Calf Raises

beginner Accessory
Primary Calves
Equipment calf raise machine
Table of Contents

The standing calf raise is a machine-based isolation exercise that trains the ankle plantarflexion movement pattern under load. It targets the gastrocnemius as the primary mover, with secondary contribution from the soleus and tibialis posterior. High volume and full range of motion are essential for meaningful calf development.

Calf Raises — demonstration

Stand on the calf raise machine with the balls of your feet on the platform and your shoulders under the pads. Lower your heels as far as comfortable for a full stretch, then rise up on your toes as high as possible.

Pro Tips

  • Full range of motion — deep stretch at the bottom, full contraction at top
  • Pause at the top for 1-2 seconds for maximum contraction
  • Calves respond well to higher rep ranges (12-20)

Muscles worked

Primary: Gastrocnemius — the two-headed muscle that forms the visible bulk of the calf. The gastrocnemius crosses both the knee and the ankle; when the knee is straight (as in standing calf raises), it is fully engaged. The gastrocnemius is a fast-twitch-dominant muscle responsible for explosive plantarflexion — pushing the heel up.

Supporting: Soleus (the deeper, single-joint calf muscle — more active in seated raises where the knee is bent, but still contributes to standing plantarflexion), tibialis posterior (ankle stabilisation).

Common mistakes

Insufficient range of motion: Stopping at mid-range in both directions — not fully stretching at the bottom and not fully contracting at the top — limits the calf stimulus. Each rep should begin at maximum dorsiflexion (heel as low as comfortable) and end at maximum plantarflexion (on the tips of the toes).

Bouncing at the bottom: Using the elastic rebound from the Achilles tendon to spring out of the bottom position removes the eccentric loading phase and reduces muscle stimulus. Pause briefly at the bottom of each rep.

Not pausing at the top: The gastrocnemius is maximally contracted at the top of the movement. A brief 1-second hold at the peak significantly increases total time under tension — one of the most effective strategies for calf development.
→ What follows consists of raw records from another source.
PR #788, opened 2022-05-18
feat: setup the Catalog Command

y-lakhdar:
## Proposed changes

Setting command for catalog creation.
Parsing the data and creating the catalog is the first step in the commerce recipe.

### DIFF
--- a/packages/cli/src/commands/commerce/catalog/create.ts
+++ b/packages/cli/src/commands/commerce/catalog/create.ts
@@ -25,14 +25,12 @@ export default class CatalogCreate extends Command {
     withVariants: Flags.boolean({
       char: 'v',
       default: false,
-      exclusive: ['catalogConfiguration'],
       helpGroup: 'Catalog structure',
       description: 'Whether your catalog contains product variants',
     }),
     withAvailabilites: Flags.boolean({
       char: 'a',
       default: false,
-      exclusive: ['catalogConfiguration'],
       helpGroup: 'Catalog structure',
       description:
         'Whether your catalog contains product location and/or availabilities',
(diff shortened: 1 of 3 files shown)


packages/cli/src/commands/commerce/catalog/create.ts
```diff
@@ -0,0 +1,139 @@
...
+import {Trackable} from '../../../lib/decorators/preconditions/trackable';
+import {AuthenticatedClient} from '../../../lib/platform/authenticatedClient';
+
+export default class CatalogCreate extends Command {
+  public static description = `${bold.bgYellow(
+    '(alpha)'
+  )} Create a commerce catalog interactively`;
+
+  public static flags = {
+    // TODO: find an alternative to skip all the prompts without having too many flags.
```
louis-bompart, line 24: Consider this as a UI command, i.e. we don't expect nor will support machine-user for this one

packages/cli/src/commands/commerce/catalog/create.ts
```diff
@@ -0,0 +1,139 @@
...
+      helpGroup: 'Catalog structure',
+      description: 'Whether your catalog contains product variants',
+    }),
+    withAvailabilites: Flags.boolean({
+      char: 'a',
+      default: false,
+      helpGroup: 'Catalog structure',
+      description:
+        'Whether your catalog contains product location and/or availabilities',
+    }),
```
louis-bompart, line 37: can't we instead just do 'if there is at least one availability flag' ?

olamothe (approved):

packages/cli/src/commands/commerce/catalog/create.ts
y-lakhdar: not sure I get your proposition. How would you do that?

louis-bompart: `flags.availabilityFiles.length>0`

y-lakhdar: Will address that in CDX-977

PR #803, opened 2022-05-27
test(create-atomic): add more happy path e2e tests

ThibodeauJF:
https://coveord.atlassian.net/browse/CDX-1012


packages/cli-e2e/__tests__/atomic.specs.ts
```diff
@@ -77,182 +88,205 @@ describe('ui:create:atomic', () => {
...
+    // TODO: CDX-969 update search page id from new stg org.
+    setupTests({pageId: '85fe78b4-2e10-4ed9-a0b7-664f5d23887d'});
+    runTests();
+  });
 
-      expect(await page.$(searchInterfaceSelector)).not.toBeNull();
-    }, 60e3);
+  describe.skip('when using an existing pageId (using the list prompt of available pages)', () => {
+    // TODO: CDX-969 make sure stg org has at least 1 "new" hosted search page.
+    setupTests({promptAnswer: `\033[B${EOL}`});
```
ThibodeauJF, line 289: I really have no clue how to enter an "arrow down" to select one of the search pages 🤔

louis-bompart: A Node terminal works like a VT100, here's a manual: https://vt100.net/docs/vt100-ug/chapter3.html
There's an escape sequence that matches the down arrow key or the down arrow key action (i.e. move cursor 1 line down).
You need to write that in the stdin and voilà

packages/cli-e2e/__tests__/atomic.specs.ts
```diff
@@ -77,182 +88,205 @@ describe('ui:create:atomic', () => {
...
+        processManagers.map((manager) => manager.killAllProcesses())
+      );
+    });
+  }
 
-    it('should not contain console errors nor warnings', async () => {
-      await page.goto(searchPageEndpoint, {
-        waitUntil: 'networkidle2',
-      });
+  function runTests() {
```
louis-bompart, line 128: Wrapping `test`, `describe` and `expect` in a function is a no-go, it can cause issues with Jest custom parsing sauce and lead, at best, to decrease performance, at worst, false positive/negative.
I'll get another look very soon to help you refactor that proper ;)

louis-bompart (changes requested):
Looks good overall, the down arrow key and some réfactor

packages/cli-e2e/__tests__/atomic.specs.ts
ThibodeauJF: So 
```suggestion
    setupTests({promptAnswer: `ESC D${EOL}`});
```
?

packages/cli-e2e/__tests__/atomic.specs.ts
louis-bompart: It's mostly OK when everything is 'in band' but for example, Jest is adding sharding in v28, which would be a boon for us to have ootb support to run tests on multiple GHA runners (we're doing it currently, but hackish way).

packages/cli-e2e/__tests__/atomic.specs.ts
ThibodeauJF: My original answer gave me this 
Screen Shot 2022-05-30 at 9 23 35 AM


`\x1B[B` doesn't go down 1 line

louis-bompart:
You should tweak the describe.each to add some kind of prefix or something so that the 'terminal' have differents name, if not, you'll keep on overwriting the precedent one in the log, and well, that's a bit of a pain for debugging

packages/atomic/create-atomic/src/plopfile.ts
```diff
@@ -92,18 +93,18 @@ export default async function (plop: NodePlopAPI) {
...
         choices: async function (answers: PlopData) {
-          initPlatformClient(answers);
           return [
             {value: undefined, name: 'Start from scratch'},
             {type: 'separator'},
-            ...(await listSearchPagesOptions(platformClient)),
+            ...(await listSearchPagesOptions(initPlatformClient(answers))),
           ];
         },
         validate: async (input, answers: PlopData) => {
```
ThibodeauJF, line 102: Woops, I did a refactor to always fetch the page on the validate method. To my surprise, there is no validation when picking from the list.

scripts/releaseV2/phase2-bump-all-packages.mjs
```diff
@@ -10,7 +10,7 @@ import {
 import {spawnSync} from 'child_process';
```
ThibodeauJF, line 10: https://github.com/coveo/cli/pull/809

packages/atomic/create-atomic/src/plopfile.ts
```diff
@@ -17,18 +17,19 @@ interface PlopData {
   'platform-url': string;
   'org-id': string;
   'api-key': string;
-  page: IManifest;
 }
 
 export default async function (plop: NodePlopAPI) {
   const currentPath = process.cwd();
-  let platformClient: PlatformClient;
+  let _platformClient: PlatformClient;
```
louis-bompart, line 24: This variable is never assigned.

olamothe (approved):

PR #806, opened 2022-05-30
fix: handle rowid fields in org:search:dump

y-lakhdar:
## Proposed changes

Never exclude `rowid` and `sysrowid` fields from the search query.
They will still be excluded from CSV output if the user adds them to the command.
 

## Testing

- [x] Unit Tests:

- [ ] Functionnal Tests:

- [x] Manual Tests:


packages/cli/src/commands/org/search/dump.ts
```diff
@@ -110,13 +113,24 @@ export default class Dump extends Command {
     throw err;
   }
 
+  private excludeFields(
+    fields: string[],
+    fieldsToExclude: string[] = Dump.mandatoryFields
```
olamothe, line 118: Suggestion: Move this to a `utils` file, and name it `without` or `omit`.

```
function without<T>(array: T[],  values: T[]): T[] {}
```

olamothe (approved):

PR #813, opened 2022-06-02
prompt user to define its catalog from the extracted fields IDs

y-lakhdar:
## Proposed changes

A series of questions to get the catalog required fields.
I used inquirer for the questions to which I had to include a [prompt-autocompletion plugin](https://www.npmjs.com/package/inquirer-autocomplete-prompt) mixed with a [fuzzy search](https://www.npmjs.com/package/fuzzy) to quickly find the desired choice.

Screenshots
image

## Before Merging
- [x] Merge https://github.com/coveo/push-api-client.js/pull/158
- [ ] Bump push api client
- [x] Manual Tests: It creates the catalog and sources as expected in the [organization](https://platformdev.cloud.coveo.com/admin/#clitestmfkr48rt/commerce/catalogs)


louis-bompart (approved):
lgtm for phase-0.
Try to keep the flow on paper, 'cause if we decide to continue after the phase-0, we will probably 'recode' bit by bit so the code is properly reviewed.

PR #3131, opened 2016-07-05
GCed ref causes flaky test

beeender:


realm/realm-library/src/androidTest/java/io/realm/DynamicRealmTests.java
```diff
@@ -338,6 +338,7 @@ public void findFirstAsync() {
                 .between(AllTypes.FIELD_LONG, 4, 9)
                 .findFirstAsync();
         assertFalse(allTypes.isLoaded());
+        looperThread.keepStrongReference.add(allTypes);
```
cmelchior: If this indeed fixes its we should have a ton of bugs in all other unit tests using the `@RunTestInLooperThread`?
`allTypes` do go out of scope when exiting the method though 😢

stk1m1:
👍 as soon as Mr. Jenkins says ok.

zaki50:
:+1:

realm/realm-library/src/androidTest/java/io/realm/DynamicRealmTests.java
beeender: I think I fixed most of them last time. So there should be quite a few left.

PR #3132, opened 2016-07-05
Trying to reproduce #3130

### LINKED ISSUE #3130: "This Realm instance has already been closed, making it unusable." - Even when copying object?
#### Goal

To be able to access the data in an object after calling realm.close.

#### Expected Results

> To get an object out of the Realm data store and use it's data after closing realm, by copying the object first.

#### Actual Results

>  RuntimeException: This Realm instance has already been closed, making it unusable.

Code I am using:

```
        User user = realm.where(User.class)
                .equalTo(Constants.ID, 1)
                .findFirst();
        User copy = realm.copyFromRealm(user);
        realm.close();
        return copy;
```

I am currently under the impression that copying the object first gives me the ability to use that object freely, instead of it being just a reference to the realm backing store. I've got various helper methods to make queries to Realm for me, where I open a realm then close it in one go then return the data. Is this incorrect? By copying the object shouldn't there be no issue?

Interesting to hear your thoughts on the subject and what the correct procedure should be. I'm assuming I need to keep the realm open but that currently doesn't make sense to me.

Realm version(s): 1.1.0

Android Studio version: 2.1.2

Which Android version and device: Nexus 5 Marshmallow.

kneth:
Closes #3130

### DIFF
--- a/realm/realm-library/src/androidTest/java/io/realm/RealmTests.java
+++ b/realm/realm-library/src/androidTest/java/io/realm/RealmTests.java
@@ -2759,6 +2759,17 @@ public class RealmTests {
         }
     }
 
+    @Test
+    public void copyFromRealm_useAfterClose() {
+        Realm realm = Realm.getInstance(configFactory.createConfiguration());
+        populateTestRealm(realm, 10);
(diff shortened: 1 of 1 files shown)


cmelchior:
Should this PR just be closed?

kneth:
Yes!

Only training standing: Standing calf raises primarily load the gastrocnemius. The soleus, which makes up a significant portion of calf mass and responds well to training, requires a bent-knee position (seated calf raises). Training both variations is necessary for complete calf development.

Programming notes

Standing calf raises are the primary gastrocnemius exercise and are included in most lower body hypertrophy programmes as an accessory. The gastrocnemius has a higher proportion of fast-twitch fibres than most other postural muscles, which means it responds well to heavier loads — but also to high-volume work, since fast-twitch fibres can be trained for hypertrophy at moderate loads as well.

Typical programming: 3–5 sets of 12–20 repetitions. Calf development is notoriously difficult and highly individual — genetics (fibre composition, tendon insertion point) determine how much size is achievable, but volume, range of motion, and consistent progressive overload are the controllable variables.

Frequently asked questions

Why are my calves not growing even though I train them consistently?

Calf development is among the most genetically variable adaptations in resistance training. The size of the gastrocnemius is heavily influenced by tendon insertion point — a lower insertion creates the appearance of a longer, fuller muscle belly, while a higher insertion produces a smaller-looking calf regardless of training. That said, most lifters underestimate how much volume calves need. If you are doing 3 sets twice a week, try doubling that. Full range of motion and controlled eccentrics are non-negotiable — partial reps with heavy weight are the most common reason progress stalls.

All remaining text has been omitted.